== REQUIREMENT ==
Find every line in the records below that contains "still", and copy it.

== DATA PROVIDED ==
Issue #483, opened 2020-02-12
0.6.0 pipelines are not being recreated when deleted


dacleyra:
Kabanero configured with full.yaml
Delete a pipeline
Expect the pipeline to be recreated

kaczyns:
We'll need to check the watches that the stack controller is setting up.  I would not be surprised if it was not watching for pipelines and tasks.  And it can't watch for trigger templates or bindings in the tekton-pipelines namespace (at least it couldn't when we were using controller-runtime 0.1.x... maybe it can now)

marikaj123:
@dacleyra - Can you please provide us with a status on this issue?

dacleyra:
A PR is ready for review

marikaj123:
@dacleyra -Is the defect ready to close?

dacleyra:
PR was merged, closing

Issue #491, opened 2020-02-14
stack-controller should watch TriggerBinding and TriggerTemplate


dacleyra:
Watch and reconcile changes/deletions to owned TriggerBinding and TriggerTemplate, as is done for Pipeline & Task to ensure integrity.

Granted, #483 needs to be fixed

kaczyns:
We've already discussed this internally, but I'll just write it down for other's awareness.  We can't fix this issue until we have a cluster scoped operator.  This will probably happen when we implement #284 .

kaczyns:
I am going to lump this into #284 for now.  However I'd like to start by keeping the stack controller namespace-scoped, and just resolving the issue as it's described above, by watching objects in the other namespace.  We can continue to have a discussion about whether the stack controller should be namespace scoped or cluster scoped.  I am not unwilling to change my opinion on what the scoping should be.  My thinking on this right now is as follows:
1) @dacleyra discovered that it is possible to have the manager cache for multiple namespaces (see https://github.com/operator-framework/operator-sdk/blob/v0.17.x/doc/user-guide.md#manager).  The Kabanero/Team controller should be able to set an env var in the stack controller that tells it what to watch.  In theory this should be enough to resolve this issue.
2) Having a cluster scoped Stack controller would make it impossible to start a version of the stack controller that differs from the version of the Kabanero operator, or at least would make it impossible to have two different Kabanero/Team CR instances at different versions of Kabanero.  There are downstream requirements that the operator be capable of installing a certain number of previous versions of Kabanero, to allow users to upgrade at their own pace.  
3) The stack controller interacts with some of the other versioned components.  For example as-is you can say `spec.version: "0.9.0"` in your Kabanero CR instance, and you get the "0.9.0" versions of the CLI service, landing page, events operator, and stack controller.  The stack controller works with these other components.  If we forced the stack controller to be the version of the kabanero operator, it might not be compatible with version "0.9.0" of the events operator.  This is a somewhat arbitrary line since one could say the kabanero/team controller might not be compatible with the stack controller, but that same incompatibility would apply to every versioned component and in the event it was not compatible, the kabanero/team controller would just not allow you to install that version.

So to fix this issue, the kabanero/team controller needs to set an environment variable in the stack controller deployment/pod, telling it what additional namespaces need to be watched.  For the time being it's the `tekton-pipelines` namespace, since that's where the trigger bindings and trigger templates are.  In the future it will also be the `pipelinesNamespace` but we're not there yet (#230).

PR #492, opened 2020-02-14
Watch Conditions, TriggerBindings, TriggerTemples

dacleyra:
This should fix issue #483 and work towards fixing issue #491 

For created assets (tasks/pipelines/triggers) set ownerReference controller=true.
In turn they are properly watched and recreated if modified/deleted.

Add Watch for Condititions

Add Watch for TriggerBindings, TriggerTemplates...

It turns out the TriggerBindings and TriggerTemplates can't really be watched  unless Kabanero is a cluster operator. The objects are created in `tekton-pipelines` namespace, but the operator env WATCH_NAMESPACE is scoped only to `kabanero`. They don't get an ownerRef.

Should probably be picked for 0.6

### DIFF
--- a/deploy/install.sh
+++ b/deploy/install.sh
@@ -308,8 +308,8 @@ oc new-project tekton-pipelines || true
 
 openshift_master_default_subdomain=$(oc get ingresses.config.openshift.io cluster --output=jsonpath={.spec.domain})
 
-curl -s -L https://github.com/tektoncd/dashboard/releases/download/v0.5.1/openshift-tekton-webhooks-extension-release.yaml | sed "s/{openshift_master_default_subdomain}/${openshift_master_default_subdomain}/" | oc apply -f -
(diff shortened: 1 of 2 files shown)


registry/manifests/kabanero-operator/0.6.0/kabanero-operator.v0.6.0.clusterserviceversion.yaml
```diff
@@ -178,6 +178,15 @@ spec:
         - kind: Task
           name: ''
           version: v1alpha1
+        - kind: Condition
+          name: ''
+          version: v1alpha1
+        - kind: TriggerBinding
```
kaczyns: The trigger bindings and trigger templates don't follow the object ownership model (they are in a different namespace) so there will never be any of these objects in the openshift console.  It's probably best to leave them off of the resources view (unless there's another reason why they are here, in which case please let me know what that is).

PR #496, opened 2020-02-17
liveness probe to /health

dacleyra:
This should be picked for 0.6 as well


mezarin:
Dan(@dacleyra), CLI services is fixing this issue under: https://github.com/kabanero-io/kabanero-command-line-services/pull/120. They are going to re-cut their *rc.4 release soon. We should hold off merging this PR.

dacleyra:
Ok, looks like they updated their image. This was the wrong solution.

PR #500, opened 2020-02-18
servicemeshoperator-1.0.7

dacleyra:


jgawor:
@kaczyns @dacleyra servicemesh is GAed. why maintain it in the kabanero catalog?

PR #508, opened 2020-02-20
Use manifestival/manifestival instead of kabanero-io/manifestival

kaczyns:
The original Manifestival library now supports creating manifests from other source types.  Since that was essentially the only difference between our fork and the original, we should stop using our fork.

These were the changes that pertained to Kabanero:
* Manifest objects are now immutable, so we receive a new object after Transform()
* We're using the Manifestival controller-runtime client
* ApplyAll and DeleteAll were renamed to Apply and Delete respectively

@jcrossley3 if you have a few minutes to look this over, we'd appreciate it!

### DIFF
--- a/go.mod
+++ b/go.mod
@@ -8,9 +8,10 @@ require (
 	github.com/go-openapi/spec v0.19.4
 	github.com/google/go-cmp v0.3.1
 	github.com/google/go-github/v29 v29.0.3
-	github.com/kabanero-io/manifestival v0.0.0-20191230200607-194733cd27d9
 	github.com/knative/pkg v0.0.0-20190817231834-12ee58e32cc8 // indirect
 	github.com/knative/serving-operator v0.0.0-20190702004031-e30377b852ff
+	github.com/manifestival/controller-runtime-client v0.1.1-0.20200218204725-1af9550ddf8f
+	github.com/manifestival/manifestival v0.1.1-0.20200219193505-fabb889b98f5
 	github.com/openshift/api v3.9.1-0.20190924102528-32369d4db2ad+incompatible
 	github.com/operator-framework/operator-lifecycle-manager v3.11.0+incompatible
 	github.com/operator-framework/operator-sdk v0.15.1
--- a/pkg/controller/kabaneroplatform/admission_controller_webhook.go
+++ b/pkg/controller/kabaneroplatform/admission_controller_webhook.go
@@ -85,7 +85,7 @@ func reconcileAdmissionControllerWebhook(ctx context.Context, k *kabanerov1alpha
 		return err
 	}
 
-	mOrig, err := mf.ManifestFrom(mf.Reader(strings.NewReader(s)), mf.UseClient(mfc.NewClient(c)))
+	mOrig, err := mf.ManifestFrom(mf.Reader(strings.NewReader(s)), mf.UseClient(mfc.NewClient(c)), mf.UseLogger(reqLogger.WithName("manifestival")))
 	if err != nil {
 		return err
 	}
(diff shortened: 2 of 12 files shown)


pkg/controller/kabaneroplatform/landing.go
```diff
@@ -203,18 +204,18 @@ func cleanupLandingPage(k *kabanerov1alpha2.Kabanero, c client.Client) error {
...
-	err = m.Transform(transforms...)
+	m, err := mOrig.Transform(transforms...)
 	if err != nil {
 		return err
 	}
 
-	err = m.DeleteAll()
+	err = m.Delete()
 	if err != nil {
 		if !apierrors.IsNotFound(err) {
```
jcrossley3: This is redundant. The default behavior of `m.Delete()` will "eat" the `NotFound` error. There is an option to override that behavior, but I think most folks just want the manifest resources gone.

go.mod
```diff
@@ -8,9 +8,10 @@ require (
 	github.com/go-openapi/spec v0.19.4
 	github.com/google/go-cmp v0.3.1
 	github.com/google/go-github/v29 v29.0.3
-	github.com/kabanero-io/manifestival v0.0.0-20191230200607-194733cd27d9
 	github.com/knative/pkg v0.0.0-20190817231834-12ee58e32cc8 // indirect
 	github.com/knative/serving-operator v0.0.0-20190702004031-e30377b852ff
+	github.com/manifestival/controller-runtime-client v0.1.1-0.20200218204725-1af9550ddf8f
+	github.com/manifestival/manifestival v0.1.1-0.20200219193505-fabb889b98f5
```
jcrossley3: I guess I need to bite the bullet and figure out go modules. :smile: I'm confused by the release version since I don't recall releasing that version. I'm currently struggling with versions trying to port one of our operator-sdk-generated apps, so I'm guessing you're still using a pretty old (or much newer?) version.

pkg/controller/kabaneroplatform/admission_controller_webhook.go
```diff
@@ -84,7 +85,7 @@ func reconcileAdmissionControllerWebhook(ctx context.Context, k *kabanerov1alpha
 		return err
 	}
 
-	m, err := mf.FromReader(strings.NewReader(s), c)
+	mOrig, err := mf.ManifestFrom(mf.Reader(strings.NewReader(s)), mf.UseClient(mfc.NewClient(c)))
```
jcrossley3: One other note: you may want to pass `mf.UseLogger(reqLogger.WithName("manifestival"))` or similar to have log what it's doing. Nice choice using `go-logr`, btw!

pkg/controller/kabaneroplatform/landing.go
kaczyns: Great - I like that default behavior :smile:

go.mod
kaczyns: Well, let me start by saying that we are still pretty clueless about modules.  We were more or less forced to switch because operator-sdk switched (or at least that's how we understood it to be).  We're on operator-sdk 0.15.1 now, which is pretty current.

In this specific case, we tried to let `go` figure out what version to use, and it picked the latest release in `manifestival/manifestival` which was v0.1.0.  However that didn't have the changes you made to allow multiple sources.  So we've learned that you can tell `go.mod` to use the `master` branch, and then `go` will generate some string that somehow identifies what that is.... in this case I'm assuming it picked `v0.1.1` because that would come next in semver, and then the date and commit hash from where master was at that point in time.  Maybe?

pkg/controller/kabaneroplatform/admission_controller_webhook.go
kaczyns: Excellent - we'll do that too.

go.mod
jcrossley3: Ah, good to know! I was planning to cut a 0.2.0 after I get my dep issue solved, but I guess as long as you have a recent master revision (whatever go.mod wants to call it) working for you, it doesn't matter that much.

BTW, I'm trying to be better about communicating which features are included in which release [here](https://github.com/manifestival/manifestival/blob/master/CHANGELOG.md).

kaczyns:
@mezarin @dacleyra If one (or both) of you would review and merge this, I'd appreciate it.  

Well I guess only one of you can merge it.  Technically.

== EXERCISE RESULT ==
jcrossley3: I guess I need to bite the bullet and figure out go modules. :smile: I'm confused by the release version since I don't recall releasing that version. I'm currently struggling with versions trying to port one of our operator-sdk-generated apps, so I'm guessing you're still using a pretty old (or much newer?) version.
kaczyns: Well, let me start by saying that we are still pretty clueless about modules.  We were more or less forced to switch because operator-sdk switched (or at least that's how we understood it to be).  We're on operator-sdk 0.15.1 now, which is pretty current.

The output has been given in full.